Member of the Florida House of Representatives from the 45th district
- In office November 5, 1974 – November 7, 1978
- Preceded by: F. Eugene Tubbs
- Succeeded by: Winston Gardner Jr.

Personal details
- Born: August 21, 1934 St. Petersburg, Florida
- Died: January 18, 2011 (aged 76) Palm Coast, Florida
- Party: Republican
- Spouse: Diane Oettinger
- Children: 3
- Education: Florida Southern College (B.S.)
- Occupation: Management consultant

Military service
- Allegiance: United States
- Branch/service: United States Army

= Clark Maxwell Jr. =

American politician (1934–2011)

Clark Maxwell Jr. (August 21, 1934 – January 18, 2011) was an American politician from Florida. A member of the Republican Party, he served in the Florida House of Representatives from 1974 to 1978 and in the Florida Senate from 1978 to 1984.

== Life and career ==
Maxwell was born in St. Petersburg, Florida. He attended Florida Southern College and served in the United States Army.

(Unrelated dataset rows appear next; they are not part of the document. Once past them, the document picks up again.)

PR #670, opened 2024-06-14
Add option to disable compilation of v16 or v201 if you have no need for one of those 2 options

marcemmers:
## Describe your changes

Instead of adding a bunch of layers to the CMake libraries I've used options instead since they are more easily integrated.
Added options `LIBOCPP_ENABLE_V16` and `LIBOCPP_ENABLE_V201` which default to `ON`. Set to `OFF` to disable compilation of one of the parts.

## Checklist before requesting a review
- [x] I have performed a self-review of my code
- [ ] I have made corresponding changes to the documentation
- [ ] If OCPP 2.0.1: I have updated the [OCPP 2.0.1 status document](https://github.com/EVerest/libocpp/tree/main/doc/ocpp_201_status.md)
- [x] I read the [contribution documentation](https://github.com/EVerest/EVerest/blob/main/CONTRIBUTING.md) and made sure that my changes meet its requirements

PR #674, opened 2024-06-15
Unit test refactoring

Pietfried:
## Describe your changes
Refactored unit tests to allow building common + either v16 or v201 unit tests if only one of the is enabled for compilation:
* Moved all unit tests into either common/ v16/ or v201/ directory
* Now we have a single test target `libocpp_unit_tests` instead of multiple ones
* separated message_queue unit tests between v16 and v201
* only building unit tests for v16 or v201 if LIBOCPP_ENABLE_VXX is set

This PR is build upon https://github.com/EVerest/libocpp/pull/670


maaikez:
Maybe not for this pull request but for development it is easier to have an executable test for each test class. Because now you can run all tests or one (at least in my IDE), but not one test class. So I would like to have them all separate, if possible. I know you can run a test class from the terminal quite easily but that's not as nice as having a test executable for each test. But the opinions might differ on this of course.

Other than that, looks ok!

Pietfried:
Since the tests are currently not compiling if you only build v16 or v201 using `-DLIBOCPPP_ENABLE_V16` or `-DLIBOCPPP_ENABLE_V201` this PR only fixes the compilation, restructures the test directories resulting in a single test executable. We can split this up into v16, v201 and common (or even more) test executables in a subsequent PR. This one is now ready for review.

tests/CMakeLists.txt
```diff
@@ -2,30 +2,8 @@ set(MIGRATION_FILES_LOCATION_V16 "${CMAKE_CURRENT_BINARY_DIR}/resources/v16/migr
...
-    GTest::gtest_main
-    pthread
-    )
-
-
-add_test(database_tests database_tests)
-
 add_executable(libocpp_unit_tests)
 
-target_compile_definitions(database_tests
```
maaikez, line 21: The libocpp_unit_tests still pass without those compile definitions? Why were they needed anyway then?

maaikez (approved):

hikinggrass (approved):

In 1974, Maxwell was elected to represent the 45th district of the Florida House of Representatives, succeeding F. Eugene Tubbs. He served until 1978, when he was succeeded by Winston Gardner Jr. In the same year, he was elected to represent the 16th district of the Florida Senate, succeeding Lori Wilson. He resigned in 1984 and was succeeded by Tim Deratany.

Maxwell died on January 18, 2011 at his home in Palm Coast, Florida, at the age of 76.